[The records Boundary: Start]

PR #207, opened 2015-02-24
Bump doctrine/common dependency

jmikola:


.gitignore
```diff
@@ -1,5 +1,2 @@
 phpunit.xml
-vendor
-composer.lock
```
stof: why commiting the lock file in the library ?

jmikola: I talked with @naderman about this at FOSDEM. It's ignored for projects that depend on ODM, so it doesn't affect our users, but it gives developers consistency for reproducing test results (also the "build status" icon).

BernardoSilva:
Commiting the lock file will force dependencies to be locked for that specific version.
If you're locking the dependencies to a specific revision it can cause issues if we depend directly on `doctrine/mongodb`.

naderman:
Composer does not consider the content of a dependency's lock file, only the lock file in the root project itself is ever used.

[The records Boundary: End]

§ **Aim of the task**
Reproduce each line, exactly as it appears, from the one that contains "jmikola: I talked" through the last line of the records. Add no other lines.

§ **Solution**
jmikola: I talked with @naderman about this at FOSDEM. It's ignored for projects that depend on ODM, so it doesn't affect our users, but it gives developers consistency for reproducing test results (also the "build status" icon).

BernardoSilva:
Commiting the lock file will force dependencies to be locked for that specific version.
If you're locking the dependencies to a specific revision it can cause issues if we depend directly on `doctrine/mongodb`.

naderman:
Composer does not consider the content of a dependency's lock file, only the lock file in the root project itself is ever used.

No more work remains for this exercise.